Oleh : Efrie Leistarie

“Efrie, mau kemana?”, tanya Ummi melihat saya sudah bersiap diri ingin keluar rumah. “Mau ke Pasar Minggu, ada urusan bentar”, jawabku. Kamis, 20 Mei 2004 menunjukkan tanggal merah libur nasional hari raya. Saya sudah ada janji dengan guru mentor untuk memenuhi sebuah hajat. Terus terang belum berani saya menyampaikan hajat apa yang akan saya lakukan. Saya hanya berani katakan, bentar ya Mi perginya. Ga macam-macam. Kondisi saat itu memang libur tak ada aktivitas kuliah. Saya pun masih dalam pengawasan penyembuhan pasca operasi. Orang tua mengunci semua aktivitas kuliah saya demi kondisi kesehatan.

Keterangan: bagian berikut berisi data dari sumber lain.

PR #1311, opened 2020-06-23
[Lang] Support sep and end in print()

k-ye:
I found that `print` would add a ` ` between every two args. This could be very useful in cases like `print(x, y, z)` --> `1 2 3`. However, for cases like `print('x[', i, ']=', x[i])`, it results in `x[ i ]= 42`. I think the expected outcome should be `x[i]=42`.

Related issue = #

----

### DIFF
--- a/python/taichi/lang/impl.py
+++ b/python/taichi/lang/impl.py
@@ -313,7 +313,7 @@ def layout(func):
 
 
 @taichi_scope
-def ti_print(*vars):
+def ti_print(*vars, sep=' '):
     def entry2content(var):
         if isinstance(var, str):
             return var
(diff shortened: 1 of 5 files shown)


archibate:
Maybe we could support the `sep=''` argument?

TH3CHARLie:
> Maybe we could support the `sep=''` argument?

I like this!

k-ye:
> Maybe we could support the sep='' argument?

SG, fixed.

k-ye:
> Is that possible to add end='\n' argument as well?

I believe the behavior of `print` is always to print the content on a new line. According to the documentation (https://docs.python.org/3/library/functions.html#print), the Python `print` doesn't support this `end` param. So I'd suggest not to. WDYT?

k-ye:
>  Is that possible to add end='\n' argument as well? 

Done. I had to tweak each backend's impl a bit to make it work as expected. PTAL

PR #1312, opened 2020-06-23
[doc] Fix some typos in our document export_results.rst

Rullec:
Fix some typos in the doc `export_results.rst` as @archibate mentioned.

### DIFF
--- a/docs/export_results.rst
+++ b/docs/export_results.rst
@@ -86,7 +86,7 @@ Export videos
 
     The video export utilities of Taichi depend on ``ffmpeg``. If ``ffmpeg`` is not installed on your machine, please follow the installation instructions of ``ffmpeg`` at the end of this page.
 
-- ``ti.VideoManger`` can help you export results in ``mp4`` or ``gif`` format. For example,
+- ``ti.VideoManager`` can help you export results in ``mp4`` or ``gif`` format. For example,
 
 .. code-block:: python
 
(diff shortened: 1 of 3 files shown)


archibate:
Thanks, could you also fix the ones in offset.rst, where `AssertionError` should be `TypeError`?

docs/export_results.rst
```diff
@@ -102,20 +102,20 @@ Export videos
             pixels[i, j, k] = ti.random() * 255
 
     result_dir = "./results"
-    video_manger = ti.VideoManager(output_dir=result_dir, framerate=24, automatic_build=False)
+    video_manager = ti.VideoManager(output_dir=result_dir, framerate=24, automatic_build=False)
```
archibate, line 105: Could you also fix the one in `examples/export_videos.py`?

Rullec:
> where `AssertionError` should be `TypeError`?

Umm, It seems just now I have responsed that problem [here](https://github.com/taichi-dev/taichi-docs-zh-cn/pull/95#discussion_r444229765)

IMO it's not a typo.

For example, If I say
```
import taichi as ti

ti.init()
c = ti.Matrix(2, 1, dt=ti.f32, shape=None, offset=(32,))             # AssertionError
```
then
```
[Taichi] mode=development
[Taichi] preparing sandbox at /tmp/taichi-60ypp77c
[Taichi] <dev mode>, supported archs: [cpu, cuda, opengl], commit 626afc81, python 3.6.10
  File "main.py", line 4, in <module>
    c = ti.Matrix(2, 1, dt=ti.f32, shape=None, offset=(32,))             # AssertionError
  File "/home/xudong/Projects/taichi/python/taichi/lang/matrix.py", line 127, in __init__
    assert offset is None, f"shape cannot be None when offset is being set"
AssertionError: shape cannot be None when offset is being set
```
It is `AssertionError` indeed. So the doc is correct, it matches the behavior.

Do you mean that `TypeError` is better than `AssertionError`

Rullec:
Thank @archibate  for pointing out a typo in `offset.rst`, It has been fixed now.

PR #1318, opened 2020-06-24
[Lang] [refactor] Deprecate x.shape() and x.dim(), use x.shape instead

archibate:
Related issue = https://github.com/taichi-dev/taichi/pull/1214#discussion_r444337338

----

- [x] deprecate `dim()`.
- [x] make `shape()` a `@property`.
- [ ] document `mat.n`, `mat.m` in `meta.rst`.

Will we make  `data_type()` and `snode()` as a `@property` as well?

Tepat pukul 8 pagi, saya pun beranjak keluar. Rasanya beda sekali perginya saya saat itu. Saya pergi ke pasar minggu dengan angkutan umum. Jalanan nampak lenggang. Tak ada kemacetan. Saya berusaha datang lebih dari yang dijanjikan. Sepanjang jalan di dalam angkot, detak jantung saya lebih kencang. Seperti ada kekhwatiran akan niat baik yang akan dijalani kelak. Ku dekatkan lagi diri ini dengan dzikir dan shalawat. Entah apakah hari ini akan menjadi hari bersejarah dalam hidupku. Menjadi hari yang bermula dalam kebahagiaan atau sebaliknya.

Maksud dan tujuan saya ke rumah guru mentor adalah melakukan pertemuan taaruf. Saya diundang datang setelah dua pekan sebelumnya menerima selembar biodata. Biodata bertuliskan nama lengkap dan identitas lainnya. Sebuah foto 4 X 6 pas photo. Sebelumnya saya tidak pernah menerima biodata. Hanyalah satu biodata yang beratasnamakan Setyo Budiono. Qadarullah, pertemuan taaruf ini bersama dengan nama yang sama di biodata tersebut. Taaruf sendiri kupilih sebagai langkah mencari pendamping hidup. Tak ingin berpacaran karena memang tak diizinkan dalam syariat dan keluarga. Prinsip saya hanya satu saat itu. Jika ada yang berkenan untuk taaruf padaku, Insyaa Allah saya akan terima untuk melanjutkan hingga jenjang pernikahan.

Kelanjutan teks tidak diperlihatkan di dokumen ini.